В аиле никого не оказалось, но, выйдя вновь наружу, Темир услышал приглушённые голоса. Он начал обходить небольшое жилище, замер, вжавшись в туго натянутый войлок, и различил два почти невидимых в темноте силуэта. Это была Дочка Шаманки, а перед ней стоял Воин. Очень близко стоял, легко касаясь пальцами её безвольно опущенных рук, лаская ладони невесомыми прикосновениями. Даже если бы он крепко сжимал её в объятьях, Темира бы не бросило в жар так, как сейчас. В этой невинной ласке было больше страсти, чем в самых горячих поцелуях, больше глубины, чем в самых откровенных речах.

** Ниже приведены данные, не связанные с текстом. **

Issue #8356, opened 2020-10-08
Upgrade lingui library


nixocio:
##### ISSUE TYPE
 - Feature Idea

##### SUMMARY
Upgrade lingui library to latest stable version. 

This will accomplish two goals:
1. Allow for native pseudolocalization support. More about that [here](https://github.com/ansible/awx/issues/9285)
2. Get rid of the console error warnings that is causing so much noise that dev and QE ignore valuable information

<img width="872" alt="image" src="https://user-images.githubusercontent.com/9053044/95508753-78f9cc80-0981-11eb-87a8-e61ccd7b6123.png">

Темир видел лицо Воина, теперь освещённое луной, и не узнал бы его, да только никто другой не мог стоять вот так с этой девушкой. От обычного холодного равнодушия не оставалось и следа. Черты смягчились, губы улыбались, глаза смотрели с бесконечной нежностью и любовью, хотя было в выражении его лица что-то покровительственное, будто он привык опекать её и отвечать за её жизнь.
Дочка Шаманки прижалась щекой к его груди. Её руки всё так же висели вдоль тела. Ладонь Воина легла на её спину между лопатками, едва дотрагиваясь. Каждый из них вёл себя так, будто другой был соткан из тумана и мог растаять, если вложить в ласку чуть больше настойчивости. Они о чём-то говорили почти шёпотом. Темир не слышал слов. Он и подсматривать-то не хотел, но стоял как заворожённый, даже ноги чуть дрожали от внезапно накатившей слабости. Ему будто открылись человеческие отношения, неведомые прежде. Другая грань чувств. Что-то неземное, высокое и светлое. Кроме того, Темир боялся быть замеченным при отступлении, не желая смутить их и сам смущённый до предела.
– Это в последний раз, обещай, – сказала Дочка Шаманки так громко, что Темир вздрогнул, вырванный её словами из марева, в которое его погрузили эти двое.
– Потребуй лучше мою жизнь, только не проси держаться от тебя подальше, – ответил Воин. – Я и так прилежно исполнял это. Ты сама сегодня нарушила свой запрет.
– Я знаю, – в её голосе теперь было вполне земное, обычное человеческое отчаяние.
– Тогда обещай, что это в последний раз, – с привычной усмешкой повторил её слова Воин. – К тому же нас тут трое, ты разве не чувствуешь?
«Что значит, не чувствуешь? Они могли меня увидеть, услышать, но… почувствовать?» – недоумевал Темир, ощущая, как холодеет кожа головы, приподнимая каждый волосок.
– Почувствовала сразу же, но не могла отойти от тебя ни на шаг!
Она толкнула Воина в грудь и бросилась прочь, по пути хватая Темира за руку и увлекая за собой. Они остановились у входа в аил, но Дочка Шаманки задыхалась так, словно бежала очень долго. Темир открыл рот, но она не позволила ничего сказать.
– Ни слова! Ни одного вопроса! Никогда, – заявила повелительно. – И никакой жалости. Мы в ней не нуждаемся.
Темир почувствовал её власть над ним, над каждым человеком в этом племени. Он не мог не подчиниться. Он хотел подчиняться ей.
– Ни слова, обещаю тебе, – с готовностью ответил Темир. – Мы ведь друзья? Вот я и буду вести себя как друг.
– Друзья, – улыбнулась Дочка Шаманки. – Иди спать. Скоро заря загорится, настанет пора продолжать путь.
***
Это была вторая зима, которую Темир проводил на Укоке, и он молил весну не приходить в этом году вовсе. Он с готовностью терпел и холод, и ветер, и лишения, ведь его окружали люди, которые были его семьёй больше, чем родня по крови.
Темир поселился в зимнике Шаманки, и ни его, ни женщин не смущало такое соседство. Шаманка неспешно, частями, наносила на его правое плечо огромный рисунок, который спускался на грудь спереди и на лопатку сзади. Сказочное существо, отдалённо напоминающее коня, мчалось во весь опор. Острые копыта стройных передних ног устремлялись в неизведанные дали. Грудь украшали полосы и спирали. А каждый завиток взметающейся на бегу густой гривы оканчивался крохотной головкой грифона с внимательным глазом.